Her lips bent slightly; perhaps she thought she had smiled.
“So,” she said; “I will tell you. Louis LeBlanc died today. Badly.”
He blinked, taking in the uniform. Serana did not come to their meetings in her uniform. She came always as Serana Benoit; never as Watch Captain Benoit. He sipped wine to cover his shiver.
“Do you think I did this thing?” he asked.
She laughed, and it was terrible to hear.
“You? No, I do not think that.”
She raised her glass and drank.
“No?” he asked. “A man in fear of his life . . .”
She slashed the air with her free hand.
“A man in fear of his life would not have had time to do what was done to Louis,” she snarled, horror and anger in her voice. “And you, little one—you are not capable of what I saw. You are my student; I know this.”
She turned her head aside, but not before he saw the tears.
He took a careful breath.
“Serana—” he began.
“Oh, understand me; I have no love for Louis LeBlanc. But the manner of his death, and the timing of it . . . It is a message, from one Councilor to another, you see; and such a message—it will be war, now, between the ruling houses, but they will not bleed! No, they will use us as little toy soldiers, and we will die—for what? The world will not be made better; and when the war is over, or the point is won—another will rise to become the next Louis LeBlanc. It will all be the same, only we will be fewer in the senior and novice ranks, and there will be more orphans from which to recruit replacements . . .”
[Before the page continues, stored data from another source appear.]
PR #274, opened 2022-03-15
update git installation on centos 7 to git 2.x

tomerd:
motivation: centos 7 ships with git 1.x which is too old for the toolchain usage

chages:
* use RHL software collections to install git 2.x
* add symlink since collections install in /opt (TBD better solution)

### DIFF
--- a/nightly-main/centos/7/Dockerfile
+++ b/nightly-main/centos/7/Dockerfile
@@ -2,10 +2,12 @@ FROM centos:7
 LABEL maintainer="Swift Infrastructure <swift-infrastructure@forums.swift.org>"
 LABEL description="Docker Container for the Swift programming language"
 
+RUN yum install -y centos-release-scl-rh
+
 RUN yum install shadow-utils.x86_64 -y \
   binutils \
   gcc \
-  git \
+  rh-git227-git \
   glibc-static \
   libbsd-devel \
   libcurl-devel \
@@ -19,6 +21,8 @@ RUN yum install shadow-utils.x86_64 -y \
   python3 \
   sqlite \
   zlib-devel
+
+RUN ln -s /opt/rh/rh-git227/root/bin/git /usr/bin/git
 
 RUN sed -i -e 's/\*__block/\*__libc_block/g' /usr/include/unistd.h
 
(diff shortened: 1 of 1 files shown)


nightly-main/centos/7/Dockerfile
```diff
@@ -20,6 +22,8 @@ RUN yum install shadow-utils.x86_64 -y \
   sqlite \
   zlib-devel
 
+RUN ln -s /opt/rh/rh-git227/root/bin/git /usr/bin/git
```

There was a breathless moment, before she repeated, in a bitter whisper.
“Replacements.”
He was an idiot; he could think of nothing to say, to ease her. She had told him the history of House Benoit—told it lightly, as if it were a very fine joke. But, now . . .
“I am not a coward. I am not afraid to do my duty,” she whispered. “But my duty is to protect the citizens, not to kill fellow Watchmen!”
He did not remember rising, or going ’round the table. He barely remembered putting his arm
around her shoulders, and feeling her press her face against his side.
“Of course you are not a coward,” he murmured. “You are bold and honorable. Can you not appeal—” Appeal to whom? he thought wildly. If the Councilors were at war, surely the City Council would not rule against them.
“The Common Judges?” he ventured. “Can they not issue a restraint, releasing the Watch from such orders?”
She made a sound; perhaps it was a laugh.
“Don Eyr’s twisty mind works on,” she murmured. “That is a particularly fine notion—and it was tried, the . . . last time the Councilors went to war. They simply ignored the order, and had those of the Watch and the judiciary who protested killed.”
He closed his eyes.
“Don Eyr.”
She shifted in his arms, and he stepped back, letting her go as she straightened in her chair. She caught his hand, and looked into his face.
“Don Eyr,” she repeated.
“Yes, my friend. What may I do for you?”
She laughed, soft and broken.
“You make it too easy,” she said, and drew a breath, keeping her eyes on his.
“I would like to make love with you, little one.”
He hesitated. She released his hand.
“I am maladroit,” she said. “Please do not regard it.”
“No, I will regard it,” he said, taking her hand between both of his. “Only—to make love. I may not have the recipe. But, this I offer—that I value you, and would willingly share pleasure; give and receive comfort. Indeed, I have wished for it, but while we stood as teacher and student—”
“I see it,” she said, offering a small smile, but a true one; “we are both fools.”
“That is perhaps accurate. I propose that we now teach each other—I will learn to make love . . .”
“And I will learn to share pleasure. Agreed, but—”
She glanced about them, and he laughed.
“No; let us to my rooms; we may be private there.”
“Yes,” she said, and rose.
• • • • • •
His rooms, at the top of the Institute . . . His rooms were neat, and modest; the bed under the eaves big enough for both, so long as she was careful of her head.